# Cost of Computer & Monitor



## Serendipity2

I was reading on one site things NOT to bring to Thailand. On the list was a computer. [I think they excluded laptops] 

I would prefer to buy a new PC there and hope someone can give me an idea of the cost. I would like a quality mini-tower rather than a regular sized tower and I've seen some great digital monitors rather than the old analog. I was especially impressed with a digital 24" monitor at a store here for $299. Can one buy a decent mini-tower [such as an Asus] in Chiang Mai. What would you expect to pay and how much for a nice digital monitor? Thanks for any guidance

Is theft a problem in Chiang Mai? I would hate to "donate" a new computer to a "visitor". Thanks for all responses. 

Serendipity2


----------



## stogiebear

Prices in Thailand for NEW IT stuff is pretty cheap but not as cheap as where you are from. But the hassle of bringing stuff over that might break isn't worth it.

LCD monitors are cheap. Used computer equipment is very expensive.

Chiang Mai would be slightly more expensive than Pantip Plaza. But remember that Pantip prices are maintained by a monopoly of just a few people who keep prices artificially high.


----------



## Serendipity2

Thanks, stogiebear!

So LCD monitors are cheap. That's good to hear. Why would 'used' computer equipment, then, be expensive? 

If Chiang Mai prices are slightly higher than Pantip Plaza but Pantip prices are kept artificially high wouldn't it still pay to buy at Pantip Plaza regardless of their ownership? 

I agree with you about the hassles of bringing a PC. A notebook is no hassle but a tower [even a mini] and monitor and keyboard and mouse and all the cables would be a chore unless shipping one's household goods. Then it's an even bigger hassle! 

Serendipity2


----------



## stogiebear

Used computer parts are 'high' compared to what you would expect to pay for second hand in the States. We're used to junking stuff. I still do it here in Thailand with old printers, etc.

A 17 inch used CRT monitor would cost you quite a bit here and in the USA you would fish one out of a waste skip for free!

LCD monitors are very cheap as I mentioned. I upgraded to a 24 inch Acer for I think about `12k baht, and that was a while back.

Bring your old hard drives and buy your next computer here in the LOS.

Pantip Plaza regulates the prices of many things especially HDDs but there is reasonable competition for laptops and they are reasonably priced here although not as cheap as in the UK or USA.

The cost of delivering supplies to Chiang Mai means that everything there is slightly expensive and also the range of stuff is pretty rubbish also.

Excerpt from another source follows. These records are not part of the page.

PR #8875, opened 2024-01-18
Define SDL_PLATFORM_* macros instead of underscored ones

### LINKED ISSUE #7525: Should `__IOS__` be prefixed as a platform definition to prevent ambiguity with STL iostreams?
This is a very opinionated idea/nitpick, but I was reading the migration guide and wondered if the platform macro could be confusing. I mean, it's more accurate, but I thought maybe something like `__PLATFORM_IOS__` would be less ambiguous. My main concern is with C++'s STL iostreams using "ios" frequently. Again, this is just an idea.

madebr:
Rename all platforms macro's to not use underscores, but start with `SDL_PLATFORM_`.

When reviewing, please verify whether I correctly modified (or left them alone) 3rd party sources and/or generated sources, such as Khronos headers and hidapi.

Every commit works, but it's probably best to squash merge.

## Existing Issue(s)
Fixes #7525


include/SDL3/SDL_oldnames.h
```diff
@@ -860,11 +926,74 @@
 #define SDL_PixelFormatEnumToMasks SDL_PixelFormatEnumToMasks_renamed_SDL_GetMasksForPixelFormatEnum
 
 /* ##SDL_platform.h */
-#ifdef __IOS__
-#define __IPHONEOS__ __IPHONEOS___renamed___IOS__
+#ifdef SDL_PLATFORM_3DS
+#define __3DS__ __3DS___renamed_SDL_PLATFORM_3DS
+#endif
```
madebr, line 931: I added a few for the new names, but I think the `__3DS___renamed_SDL_PLATFORM_3DS` is not good as it won't generate a compiler warning/error if it used with `#ifdef`.
I think it would be better to do something as following so it generates a preprocessor error:
```
#ifdef SDL_PLATFORM_3DS
#define __3DS__ -+__3DS___renamed_SDL_PLATFORM_3DS+-
#endif
```

sezero:
As far as I can see they are guarded by `SDL_ENABLE_OLD_NAMES`, but even then I think the renames in SDL_oldnames.h (which is a public header) are possibly a bad idea. Some of those old macros are actually defined by compilers, e.g. `__WIN32__` is defined by gcc, similar for `__OS2__` and possibly others.

madebr:
> As far as I can see they are guarded by `SDL_ENABLE_OLD_NAMES`, but even then I think the renames in SDL_oldnames.h (which is a public header) are possibly a bad idea. Some of those old macros are actually defined by compilers, e.g. `__WIN32__` is defined by gcc, similar for `__OS2__` and possibly others.

The original code in `SDL_platform_defines.h` does:
```c
#ifdef __WIN32__
#undef __WIN32__
#endif
#define __WIN32__ 1
```
So perhaps `SDL_oldnames.h` should do the following?
```c
#ifdef SDL_PLATFORM_WIN32
#ifdef __WIN32__
#undef __WIN32__
#endif
#define __WIN32__ SDL_PLATFORM_WIN32
#endif
```

sezero:
> So perhaps `SDL_oldnames.h` should do the following?
> 
> ```c
> #ifdef SDL_PLATFORM_WIN32
> #ifdef __WIN32__
> #undef __WIN32__
> #endif
> #define __WIN32__ SDL_PLATFORM_WIN32
> #endif
> ```

My thinking is that we should not care about SDL1/SDL2 compatibility for those macros and not define anything about them in SDL_oldnames.h at all.

slouken:
> My thinking is that we should not care about SDL1/SDL2 compatibility for those macros and not define anything about them in SDL_oldnames.h at all.

That's going to bite some people who are suddenly missing platform-specific code in their builds, but I agree, as long as we note it well in the migration doc and add them to the cocinelle recipe.

src/hidapi/libusb/hid.c
```diff
@@ -42,7 +42,7 @@
 
 /* GNU / LibUSB */
 #include <libusb.h>
-#if !defined(SDL_PLATFORM_ANDROID) && !defined(NO_ICONV)
+#if !defined(__ANDROID__) && !defined(NO_ICONV)
```
slouken: Check the history on this? I might have added these `#ifdefs`

include/SDL3/SDL_egl.h
```diff
@@ -25,9 +25,9 @@
  *  This is a simple file to encapsulate the EGL API headers.
  */
 
-#if !defined(_MSC_VER) && !defined(SDL_PLATFORM_ANDROID) && !defined(SDL_USE_BUILTIN_OPENGL_DEFINITIONS)
+#if !defined(_MSC_VER) && !defined(__ANDROID__) && !defined(SDL_USE_BUILTIN_OPENGL_DEFINITIONS)
```
slouken, line 28: Check the history on this? I might have added these `#ifdefs`

madebr: __ANDROID__ was introduced in 88e3562ba0f481cc25c054b0e52611f2d731b837
    __psp2__/__vita__ was introduced in 134dd4681983bbff18d5aa52ce21974d54f90b39

src/hidapi/libusb/hid.c
madebr: These added in 3b7b8f3c09491f4076b38baf170ad9f3aa249bad, so it's coming from upstream.

sezero:
SDL_oldnames.h still redefines old platform macros.

There are a few leftover `__WIN32__` checks here and there: `__WIN32__` need not be defined by a compiler. If we wantk to differentiate between desktop Win32 and GDK and WinRT, we should invent proper corresponding macros and use them. Possibly (but not sure) similar for others?

madebr:
> SDL_oldnames.h still redefines old platform macros.
> 
> There are a few leftover `__WIN32__` checks here and there: `__WIN32__` need not be defined by a compiler. If we wantk to differentiate between desktop Win32 and GDK and WinRT, we should invent proper corresponding macros and use them. Possibly (but not sure) similar for others?

Yeah, I reverted changes to too many files.

I agree we should review the naming of the windows platform names:
there are 5 groups of them:
- SDL_PLATFORM_WINRT
- SDL_PLATFORM_WINGDK
- SDL_PLATFORM_XBOXONE
- SDL_PLATFORM_XBOXSERIES
- SDL_PLATFORM_WINDOWS or SDL_PLATFORM_WIN32 

Do people expect `SDL_PLATFORM_WIN32` to not include all Windows (desktop) platforms?

> SDL_oldnames.h still redefines old platform macros.

@1bsyl 
Do you know how to do this with coccinelle?
In short, we want to rename `#ifdef __WINDOWS__` with `#ifdef SDL_PLATFORM_WINDOWS`

sezero:
> I agree we should review the naming of the windows platform names: there are 5 groups of them:
> 
>     * SDL_PLATFORM_WINRT
>     * SDL_PLATFORM_WINGDK
>     * SDL_PLATFORM_XBOXONE
>     * SDL_PLATFORM_XBOXSERIES
>     * SDL_PLATFORM_WINDOWS or SDL_PLATFORM_WIN32

Sound good to me. SDL_PLATFORM_WINDOWS should be preferable I guess, but that's just me.

> Do people expect `SDL_PLATFORM_WIN32` to not include all Windows (desktop) platforms?

Not sure

madebr:
> > SDL_oldnames.h still redefines old platform macros.
> 
> @1bsyl Do you know how to do this with coccinelle? In short, we want to rename `#ifdef __WINDOWS__` with `#ifdef SDL_PLATFORM_WINDOWS`

I'm not sure this can be done with coccinelle.
Coccinelle does semantic patches.
this is about finding occurrences of `#if __WINDOWS__` or `#ifdef __WINDOWS__` or `#if defined(__WINDOWS__)`.
I'm happy to be proven wrong.

madebr:
I added a python script that renames the platform macros.
It replaces the following c source:
```c
#if __WINRT__ || __XBOXSERIES__
#endif
#if __NACL__ || __DREAMCAST__
#endif
```
with
```c
#if SDL_PLATFORM_WINRT /* FIXME: use '#ifdef SDL_PLATFORM_WINRT' or 'defined(SDL_PLATFORM_WINRT)' */ || SDL_PLATFORM_XBOXSERIES /* FIXME: use '#ifdef SDL_PLATFORM_XBOXSERIES' or 'defined(SDL_PLATFORM_XBOXSERIES)' */
#endif
#if __NACL__ /* FIXME: this macro has been removed in SDL3 */ || __DREAMCAST__ /* FIXME: this macro has been removed in SDL3 */
#endif
```
I believe these comments are self-explanatory, and can be actioned upon by a developer.

slouken:
> ```c
> SDL_PLATFORM_XBOXSERIES 
> ```
Did that script just add a comment to the SDL_PLATFORM_XBOXSERIES define?

1bsyl:
> > > SDL_oldnames.h still redefines old platform macros.
> > 
> > 
> > @1bsyl Do you know how to do this with coccinelle? In short, we want to rename `#ifdef __WINDOWS__` with `#ifdef SDL_PLATFORM_WINDOWS`
> 
> I'm not sure this can be done with coccinelle. Coccinelle does semantic patches. this is about finding occurrences of `#if __WINDOWS__` or `#ifdef __WINDOWS__` or `#if defined(__WINDOWS__)`. I'm happy to be proven wrong.

Indeed, I think this is not possible with coccinelle. Tool doesn't match the pre preprecessor instructions

sezero:
Pushed https://github.com/libsdl-org/SDL/commit/c5792cc0de9851a710bb9a65d3a4002ffaeaaef9 as a follow-up.

Pushed https://github.com/libsdl-org/sdl2-compat/commit/35695bdfd19469fa5a86fb9692887bffb63828bd to sdl2-compat.

sezero:
Pushed https://github.com/libsdl-org/SDL_mixer/commit/49ff76930485aa2dbfcb1502e64aae288778a1dc to SDL_mixer

sezero:
AFAICS, the only one left is SDL_net which specifically checks `__WINDOWS__`
@icculus: I guess the intention there is checking whether we're targeting any
kind of windows? If that is the case, I suggest replacing all occurrences of
`__WINDOWS__` simply with `_WIN32` there: would that be correct??

sezero:
> AFAICS, the only one left is SDL_net which specifically checks `__WINDOWS__` @icculus: I guess the intention there is checking whether we're targeting any kind of windows? If that is the case, I suggest replacing all occurrences of `__WINDOWS__` simply with `_WIN32` there: would that be correct??

AFAICS, those really should be standart `_WIN32` checks. I went ahead and pushed https://github.com/libsdl-org/SDL_net/commit/b2ca02cfd9e0fe5c05bd6b0523c779b35e76772c

madebr:
Thanks for the mop-up @sezero !

smcv:
#8920 is another follow-up for this.

smcv:
> When reviewing, please verify whether I correctly modified (or left them alone) 3rd party sources and/or generated sources, such as Khronos headers and hidapi

Looks like there were some modifications to Khronos headers, which are fixed in #8920.

sezero:
Pushed https://github.com/libsdl-org/SDL_mixer/commit/0238375811c54f4ccebc6212bab66d89fa45f4d3 as a follow-up to SDL_mixer. We should be careful to use `_WIN32` where necessary.

sezero:
Pushed https://github.com/libsdl-org/SDL/commit/12b01ef674e11a79784978dab9d1d42ef795ba8b as another follow-up fix

sezero:
> Pushed [libsdl-org/SDL_mixer@0238375](https://github.com/libsdl-org/SDL_mixer/commit/0238375811c54f4ccebc6212bab66d89fa45f4d3) as a follow-up to SDL_mixer. We should be careful to use `_WIN32` where necessary.

Created https://github.com/libsdl-org/SDL/pull/8923 as a follow-up for windows macros.

PR #9406, opened 2024-03-31
Don't change cwd with file dialogs

sam20908:
Add a flag for file dialogs on Windows to not change the current working directory of the application that invokes it.

## Description

Windows changes the working directory of the entire application if the file dialog went to a different folder. This does not make sense to me, but I'm open to opinions and willing to take this PR down if this is the intended behavior.

Also, maybe this can use properties, so I don't need to make another parameter alongside `allow_many`?


slouken:
I don't think that's intended behavior. Thanks for the patch!

Semphriss:
TIL this behavior exists - indeed it wasn't intended.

Theft is a big problem for everyone everywhere but it is 99% opportunistic which means if you leave your doors open you will lose everything. Take normal precautions - be choosy where you live!

Hope this helps put your mind at ease a bit.


----------



## Serendipity2

stogiebear said:


> Used computer parts are 'high' compared to what you would expect to pay for second hand in the States. We're used to junking stuff. I still do it here in Thailand with old printers, etc.
> 
> A 17 inch used CRT monitor would cost you quite a bit here and in the USA you would fish one out of a waste skip for free!
> 
> LCD monitors are very cheap as I mentioned. I upgraded to a 24 inch Acer for I think about `12k baht, and that was a while back.
> 
> Bring your old hard drives and buy your next computer here in the LOS.
> 
> Pantip Plaza regulates the prices of many things especially HDDs but there is reasonable competition for laptops and they are reasonably priced here although not as cheap as in the UK or USA.
> 
> The cost of delivering supplies to Chiang Mai means that everything there is slightly expensive and also the range of stuff is pretty rubbish also.
> 
> Theft is a big problem for everyone everywhere but it is 99% opportunistic which means if you leave your doors open you will lose everything. Take normal precautions - be choosy where you live!
> 
> Hope this helps put your mind at ease a bit.


Hi stogiebear,

Thanks for your reply. Your 24" Acer LCD monitor cost you about $340 which is pretty much the going rate here. Good advice on bringing just a HDD and buying everything else there. Interesting though, as the last HDD I bought was made in Thailand! 

Serendipity2


----------



## stogiebear

Yeah, well, the English make porcelain but they still have **** teeth!

By the way - is it just me or is this a very slow loading forum?


----------